Generalized Linear Model – Difference Between LM and GLM for Gaussian Family

Question

Specifically, I want to know if there is a difference between lm(y ~ x1 + x2) and glm(y ~ x1 + x2, family=gaussian). I think that this particular case of glm is equal to lm. Am I wrong?

Answer 1

While for the specific form of model mentioned in the body of the question (i.e. lm(y ~ x1 + x2) vs glm(y ~ x1 + x2, family=gaussian)), regression and GLMs are the same model, the title question asks something slightly more general:

Is there any difference between lm and glm for the gaussian family of glm?

To which the answer is "Yes!".

The reason that they can be different is because you can also specify a link function in the GLM. This allows you to fit particular forms of nonlinear relationship between $y$ (or rather its conditional mean) and the $x$-variables; while you can do this in nls as well, there's no need for starting values, sometimes the convergence is better (also the syntax is a bit easier).

Compare, for example, these models (you have R so I assume you can run these yourself):

x1=c(56.1, 26.8, 23.9, 46.8, 34.8, 42.1, 22.9, 55.5, 56.1, 46.9, 26.7, 33.9, 
37.0, 57.6, 27.2, 25.7, 37.0, 44.4, 44.7, 67.2, 48.7, 20.4, 45.2, 22.4, 23.2, 
39.9, 51.3, 24.1, 56.3, 58.9, 62.2, 37.7, 36.0, 63.9, 62.5, 44.1, 46.9, 45.4, 
23.7, 36.5, 56.1, 69.6, 40.3, 26.2, 67.1, 33.8, 29.9, 25.7, 40.0, 27.5)

x2=c(12.29, 11.42, 13.59, 8.64, 12.77, 9.9, 13.2, 7.34, 10.67, 18.8, 9.84, 16.72, 
10.32, 13.67, 7.65, 9.44, 14.52, 8.24, 14.14, 17.2, 16.21, 6.01, 14.23, 15.63, 
10.83, 13.39, 10.5, 10.01, 13.56, 11.26, 4.8, 9.59, 11.87, 11, 12.02, 10.9, 9.5, 
10.63, 19.03, 16.71, 15.11, 7.22, 12.6, 15.35, 8.77, 9.81, 9.49, 15.82, 10.94, 6.53)

y = c(1.54, 0.81, 1.39, 1.09, 1.3, 1.16, 0.95, 1.29, 1.35, 1.86, 1.1, 0.96,
1.03, 1.8, 0.7, 0.88, 1.24, 0.94, 1.41, 2.13, 1.63, 0.78, 1.55, 1.5, 0.96, 
1.21, 1.4, 0.66, 1.55, 1.37, 1.19, 0.88, 0.97, 1.56, 1.51, 1.09, 1.23, 1.2, 
1.62, 1.52, 1.64, 1.77, 0.97, 1.12, 1.48, 0.83, 1.06, 1.1, 1.21, 0.75)

lm(y ~ x1 + x2)
glm(y ~ x1 + x2, family=gaussian) 
glm(y ~ x1 + x2, family=gaussian(link="log")) 
nls(y ~ exp(b0+b1*x1+b2*x2), start=list(b0=-1,b1=0.01,b2=0.1))

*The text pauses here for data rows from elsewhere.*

PR #2816, opened 2022-12-01
IncFock Standardization Part 3: DFJCOSK

davpoolechem:
## Description
... and another one!

This PR is a continuation of the IncFock standardization effort initially started in https://github.com/psi4/psi4/pull/2682, and continued in https://github.com/psi4/psi4/pull/2792 and https://github.com/psi4/psi4/pull/2808.

This PR continues to standardize the Incremental Fock process across the current integral-direct JK algorithms present in Psi4. However, this PR stands somewhat in contrast to https://github.com/psi4/psi4/pull/2682 and https://github.com/psi4/psi4/pull/2792. In those PRs, their IncFock schemes were adapted to use that of DFJCOSK, without removing the bells and whistles of their IncFock implementations (e.g., recomputing the full Fock matrix every so often, disabling IncFock after a given convergence threshold). In contrast, DFJCOSK is the template IncFock upon which the two previous PRs were based; however, DFJCOSK does not have the IncFock bells and whistles that DirectJK and DFJLinK had. Unmitigated, the incremental Fock procedure can actually significantly increase the number of SCF iterations needed to converged; and the IncFock bells and whistles in DirectJK and DFJLinK notably mitigate the effect of IncFock on SCF convergence counts. Without these bells and whistles, DFJCOSK runs the significant risk of excessive SCF iterations needed to converge when IncFock is enabled, an issue I have run into in my own calculations.

This PR seeks to rectify the aforementioned issue by implementing the IncFock bells and whistles of DirectJK and DFJLinK into DFJCOSK. With these extra features, DFJCOSK can now recompute the full Fock matrix every n iterations, or disable IncFock past a given convergence threshold, at the will of the end user. These features can notably reduce the amount of SCF iterations needed to converge.

This PR is also the continued effort to standardize IncFock among all integral-direct SCF algorithms in Psi4. With this PR, DirectJK, DFJLinK, and DFJCOSK will have effectively the exact same incremental Fock schemes, each featuring the lower memory usage of DFJCOSK's former IncFock scheme, and the bells and whistles of DirectJK and DFJLinK's former IncFock schemes. The final step to the IncFock standardization process, then, is the movement of the IncFock scheme of these algorithms into the base JK class itself - the final step of the PR scheme discussed in the comments in https://github.com/psi4/psi4/pull/2682.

Note that the first pair are the same model ($y_i \sim N(\beta_0+\beta_1 x_{1i}+\beta_2 x_{2i},\sigma^2)\,$), and the second pair are the same model ($y_i \sim N(\exp(\beta_0+\beta_1 x_{1i}+\beta_2 x_{2i}),\sigma^2)\,$ and the fits are essentially the same within each pair.

So - in relation to the title question - you can fit a substantially wider variety of Gaussian models with a GLM than with regression.